# ASSIGNMENT:
Copy out each line below in which the string "ERROR" appears.

# DATA TO EXAMINE:
PR #821, opened 2026-03-16
[feat] log with rate limit

Lijiachen1018:
## Purpose
to implement a rate limit logger that suppress duplicate messages in a short time

## Modifications 
add a rate limit filter to the self-defined spdlog sink

### Usage of rate limit interface on python side
```python
def test_log(test: str):
    logger.info_once("test log info once")
    logger.info_limit("test log info limit %s", test)

for i in range(5):
    test_log(f"test{i}")
```

image

### will print when last log time has reached its  time to live which set to 10s in testing and 60s on production
```python
    import time
    for i in range(3):
        if i == 2:
            time.sleep(11)
        logger.info_limit("test message %d", i)
```

image

###  Usage of rate limit interface on CPP side
```cpp
        for (int i = 0;i < 5;i++) {
            UC_INFO_LIMIT("test message {}", i);
        }
```
image

### performance test
We run two performance tests on comparing the latency of duplicate filtering log interface and the plain log interface, by logging same messages / randomly generated message 2000 times.
image

### DIFF
--- a/ucm/logger.py
+++ b/ucm/logger.py
@@ -105,7 +105,7 @@ class Logger(logging.Logger):
             return msg % args
         return msg
 
-    def log(self, levelno, message, *args, exc_info=None, scope=None):
+    def log(self, levelno, message, *args, exc_info=None, scope=None, rate_limit=False):
         level = LevelMap[levelno]
         frame = inspect.currentframe()
         caller_frame = frame.f_back.f_back
@@ -116,6 +116,9 @@ class Logger(logging.Logger):
         if exc_info:
             exc_text = self.format_exception(exc_info)
             msg = msg + "\n" + exc_text
+        if rate_limit:
+            ucmlogger.log_rate_limit(level, file, func, line, msg)
+            return
         ucmlogger.log(level, file, func, line, msg)
 
     @staticmethod
@@ -147,6 +150,15 @@ class Logger(logging.Logger):
 
     def exception(self, message: str, *args: Hashable, **kwargs: Hashable):
         self.log(logging.ERROR, message, *args, **kwargs, exc_info=True)
+
+    def info_limit(self, message: str, *args, **kwargs):
+        self.log(logging.INFO, message, *args, **kwargs, rate_limit=True)
+
+    def warning_limit(self, message: str, *args, **kwargs):
+        self.log(logging.WARNING, message, *args, **kwargs, rate_limit=True)
+
+    def debug_limit(self, message: str, *args, **kwargs):
+        self.log(logging.DEBUG, message, *args, **kwargs, rate_limit=True)
 
 
 def init_logger(name: str = "UC") -> Logger:
--- a/ucm/shared/infra/logger/cc/spdlog_logger.cc
+++ b/ucm/shared/infra/logger/cc/spdlog_logger.cc
@@ -31,9 +31,14 @@
 #include <spdlog/spdlog.h>
 #include "compress_rotate_file_sink.h"
 #include "logger.h"
-
 namespace UC::Logger {
-
+constexpr uint64_t LIMIT_THRESHOLD_MS = 60000;
+constexpr uint32_t RATE_LIMIT_MAX_LOGS_PER_WINDOW = 3;
+constexpr uint32_t kRateLimitCountBits = 2;
+constexpr uint64_t kRateLimitCountMask = (1u << kRateLimitCountBits) - 1u;
+constexpr size_t kHashMixMagic = 0x9e3779b97f4a7c15ULL;
+constexpr size_t kHashShiftLeft = 12;
+constexpr size_t kHashShiftRight = 4;
 static spdlog::level::level_enum SpdLevels[] = {spdlog::level::debug, spdlog::level::info,
                                                 spdlog::level::warn, spdlog::level::err,
                                                 spdlog::level::critical};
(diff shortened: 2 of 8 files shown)


ucm/logger.py
```diff
@@ -133,17 +136,14 @@ def format_exception(e):
             s = s[:-1]
         return s
 
-    @lru_cache
```
Wwwzff, line 136: We might keep the old interfaces for their "print once" behavior, and add new interfaces for "print throttled".

ucm/shared/infra/logger/logger.cc
```diff
@@ -33,6 +33,15 @@ void Log(Level lv, std::string file, std::string func, int line, std::string msg
                               std::move(msg));
 }
 
+void LogRateLimit(Level lv, std::string file, std::string func, int line, std::string msg,
+                  std::string ori_msg)
+{
+    if (Logger::GetInstance().Filter(std::move(ori_msg))) {
```
Wwwzff: it's better to use func and line for generating hashkey and deduplication

ucm/shared/infra/logger/logger.h
```diff
@@ -32,6 +32,8 @@
 namespace UC::Logger {
 
 void Log(Level lv, std::string file, std::string func, int line, std::string msg);
+void LogRateLimit(Level lv, std::string file, std::string func, int line, std::string msg,
+                  std::string ori_msg);
```
mag1c-h: What does the ori_msg parameter mean?

ucm/shared/infra/logger/logger.h
```diff
@@ -46,9 +48,14 @@ bool isEnabledFor(Level lv);
 }  // namespace UC::Logger
 #define UC_SOURCE_LOCATION {__FILE__, __FUNCTION__, __LINE__}
 #define UC_LOG(lv, fmt, ...) UC::Logger::Log(lv, UC_SOURCE_LOCATION, FMT_STRING(fmt), ##__VA_ARGS__)
+#define UC_LOG_LIMIT(lv, fmt, ...) \
+    UC::Logger::LogRateLimit(lv, UC_SOURCE_LOCATION, FMT_STRING(fmt), ##__VA_ARGS__)
```
mag1c-h, line 61: The calling method does not match the definition, and it seems that the newly added macro has not been validated.

ucm/shared/infra/logger/logger.h
Lijiachen1018: message template

ucm/shared/infra/logger/logger.h
Lijiachen1018: fixed

ucm/shared/infra/logger/cc/spdlog_logger.cc
```diff
@@ -45,6 +45,39 @@ void Logger::Log(Level&& lv, SourceLocation&& loc, std::string&& msg)
...
 }
 
+bool Logger::Filter(std::string&& msg)
+{
+    using Clock = std::chrono::steady_clock;
+    const auto now = Clock::now();
+
+    const std::size_t key = std::hash<std::string>{}(msg);
+
+    std::lock_guard<std::mutex> lg(this->mutex_);
```
mag1c-h: This global mutex lock will likely reduce the performance of front-end callers.

ucm/shared/infra/logger/cc/spdlog_logger.cc
```diff
@@ -45,6 +44,26 @@ void Logger::Log(Level&& lv, SourceLocation&& loc, std::string&& msg)
...
+
+bool Logger::Filter(std::string&& msg)
+{
+    // using Clock = std::chrono::steady_clock;
+    uint64_t now = get_current_time_ms();
+    size_t slot_idx = std::hash<std::string>{}(msg) % HASH_SLOT_NUM;
+    SlotData& slot = hash_slots_[slot_idx];
+    // auto elapsed = std::chrono::duration_cast<std::chrono::seconds>(now - slot.last_time);
+    if (now - slot.last_time <= LIMIT_THRESHOLD_MS) { return false; }
+    std::lock_guard<std::mutex> lock(slot.mtx);
```
Wwwzff: maybe use atomic value for saving timestamp and make it totally lock-free

ucm/shared/infra/logger/cc/spdlog_logger.cc
```diff
@@ -45,6 +44,26 @@ void Logger::Log(Level&& lv, SourceLocation&& loc, std::string&& msg)
...
+    auto now = std::chrono::system_clock::now();
+    auto ms = std::chrono::time_point_cast<std::chrono::milliseconds>(now);
+    return ms.time_since_epoch().count();
+}
+
+bool Logger::Filter(std::string&& msg)
+{
+    // using Clock = std::chrono::steady_clock;
+    uint64_t now = get_current_time_ms();
+    size_t slot_idx = std::hash<std::string>{}(msg) % HASH_SLOT_NUM;
```
Wwwzff: maybe make `std::hash<std::string>{}(msg) ` a static private member of the logger class.

ucm/shared/infra/logger/cc/spdlog_logger.cc
Lijiachen1018: fixed

ucm/shared/infra/logger/cc/spdlog_logger.cc
Lijiachen1018: fixed

ucm/shared/infra/logger/cc/spdlog_logger.cc
```diff
@@ -45,6 +44,33 @@ void Logger::Log(Level&& lv, SourceLocation&& loc, std::string&& msg)
...
+    std::hash<std::string_view> h;
+    size_t x = h(fv);
+    x ^= static_cast<size_t>(line) + 0x9e3779b97f4a7c15ULL + (x << 12) + (x >> 4);
+    x ^= h(ori_fmt) + 0x9e3779b97f4a7c15ULL + (x << 12) + (x >> 4);
+    const size_t slot_idx = x % HASH_SLOT_NUM;
+    std::atomic<uint64_t>& last_time = hash_slots_[slot_idx].last_time;
+    uint64_t last = last_time.load(std::memory_order_relaxed);
+    for (;;) {
+        if (now - last <= LIMIT_THRESHOLD_MS) { return false; }
+        if (last_time.compare_exchange_weak(last, now, std::memory_order_relaxed,
```
Wwwzff: maybe use compare_exchange_strong instead to avoid infinite loops

ucm/shared/infra/logger/cc/spdlog_logger.h
```diff
@@ -68,7 +72,16 @@ class Logger {
...
 
+    bool FilterCallSite(const char* file, int line, std::string_view ori_fmt);
+
 private:
+    struct SlotData {
+        std::atomic<uint64_t> last_time{0};
+    };
+
+    std::array<SlotData, HASH_SLOT_NUM> hash_slots_;
+    std::chrono::seconds rate_limit_window_{std::chrono::seconds(60)};
```
Wwwzff: unused param

ucm/shared/infra/logger/cc/spdlog_logger.cc
```diff
@@ -31,9 +31,11 @@
 #include <spdlog/spdlog.h>
 #include "compress_rotate_file_sink.h"
 #include "logger.h"
-
 namespace UC::Logger {
-
+constexpr uint64_t LIMIT_THRESHOLD_MS = 10000;
```
Wwwzff: should be 60s as you've mentioned in description

ucm/shared/infra/logger/cc/spdlog_logger.h
Lijiachen1018: fixed

ucm/shared/infra/logger/cc/spdlog_logger.cc
Lijiachen1018: fixed

ucm/shared/infra/logger/cc/spdlog_logger.cc
```diff
@@ -45,6 +47,32 @@ void Logger::Log(Level&& lv, SourceLocation&& loc, std::string&& msg)
     this->logger_->log(spdlog::source_loc{loc.file, loc.line, loc.func}, level, std::move(msg));
 }
 
+inline uint64_t get_current_time_ms()
```
mag1c-h: This function name does not conform to the overall naming convention.

ucm/shared/infra/logger/cc/spdlog_logger.cc
```diff
@@ -45,6 +47,32 @@ void Logger::Log(Level&& lv, SourceLocation&& loc, std::string&& msg)
...
+{
+    auto now = std::chrono::steady_clock::now();
+    auto ms = std::chrono::time_point_cast<std::chrono::milliseconds>(now);
+    return ms.time_since_epoch().count();
+}
+
+bool Logger::FilterCallSite(const char* file, int line, std::string_view ori_fmt)
+{
+    uint64_t now = get_current_time_ms();
+    const std::string_view fv(file ? file : "");
```
mag1c-h: In what scenarios might `file` be nullptr?

ucm/shared/infra/logger/cc/spdlog_logger.cc
```diff
@@ -45,6 +47,32 @@ void Logger::Log(Level&& lv, SourceLocation&& loc, std::string&& msg)
...
+    std::hash<std::string_view> h;
+    size_t x = h(fv);
+    x ^= static_cast<size_t>(line) + kHashMixMagic + (x << kHashShiftLeft) + (x >> kHashShiftRight);
+    x ^= h(ori_fmt) + kHashMixMagic + (x << kHashShiftLeft) + (x >> kHashShiftRight);
+    const size_t slot_idx = x % HASH_SLOT_NUM;
+    std::atomic<uint64_t>& last_time = hash_slots_[slot_idx].last_time;
+    uint64_t last = last_time.load(std::memory_order_relaxed);
+    if (now - last <= LIMIT_THRESHOLD_MS) { return false; }
```
mag1c-h: Perhaps it would be better to allow three log entries to be output within one minute?

ucm/shared/infra/logger/logger.h
```diff
@@ -32,23 +32,41 @@
...
 #define UC_DEBUG(fmt, ...) UC_LOG(UC::Logger::Level::DEBUG, fmt, ##__VA_ARGS__)
 #define UC_INFO(fmt, ...) UC_LOG(UC::Logger::Level::INFO, fmt, ##__VA_ARGS__)
 #define UC_WARN(fmt, ...) UC_LOG(UC::Logger::Level::WARN, fmt, ##__VA_ARGS__)
 #define UC_ERROR(fmt, ...) UC_LOG(UC::Logger::Level::ERROR, fmt, ##__VA_ARGS__)
-
+#define UC_DEBUG_LIMIT(fmt, ...) UC_LOG_LIMIT(UC::Logger::Level::DEBUG, fmt, ##__VA_ARGS__)
+#define UC_INFO_LIMIT(fmt, ...) UC_LOG_LIMIT(UC::Logger::Level::INFO, fmt, ##__VA_ARGS__)
+#define UC_WARN_LIMIT(fmt, ...) UC_LOG_LIMIT(UC::Logger::Level::WARN, fmt, ##__VA_ARGS__)
+#define UC_ERROR_LIMIT(fmt, ...) UC_LOG_LIMIT(UC::Logger::Level::ERROR, fmt, ##__VA_ARGS__)
```
mag1c-h: We should define the default macro as the frequency-limiting interface, and then add a non-frequency-limiting macro for special purposes.

ucm/shared/infra/logger/cc/spdlog_logger.cc
```diff
@@ -45,6 +49,46 @@ void Logger::Log(Level&& lv, SourceLocation&& loc, std::string&& msg)
...
+    const std::string_view fv(file ? file : "");
+    std::hash<std::string_view> h;
+    size_t x = h(fv);
+    x ^= static_cast<size_t>(line) + kHashMixMagic + (x << kHashShiftLeft) + (x >> kHashShiftRight);
+    x ^= h(ori_fmt) + kHashMixMagic + (x << kHashShiftLeft) + (x >> kHashShiftRight);
+    const size_t slot_idx = x % HASH_SLOT_NUM;
+    std::atomic<uint64_t>& slot = hash_slots_[slot_idx].rate_limit_state;
+
+    uint64_t s = slot.load(std::memory_order_relaxed);
+    const uint64_t window_start = s >> 16;
```
mag1c-h: Reserving 16 bits for `LimitCount` is too much.

ucm/shared/infra/logger/cc/spdlog_logger.cc
Lijiachen1018: fixed

ucm/shared/infra/logger/cc/spdlog_logger.cc
Lijiachen1018: fixed

ucm/shared/infra/logger/cc/spdlog_logger.cc
Lijiachen1018: fixed

ucm/shared/infra/logger/logger.h
Lijiachen1018: fixed

ucm/shared/infra/logger/cc/spdlog_logger.cc
Lijiachen1018: fixed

# PROBLEM SOLUTION:
         self.log(logging.ERROR, message, *args, **kwargs, exc_info=True)
 #define UC_ERROR(fmt, ...) UC_LOG(UC::Logger::Level::ERROR, fmt, ##__VA_ARGS__)
+#define UC_ERROR_LIMIT(fmt, ...) UC_LOG_LIMIT(UC::Logger::Level::ERROR, fmt, ##__VA_ARGS__)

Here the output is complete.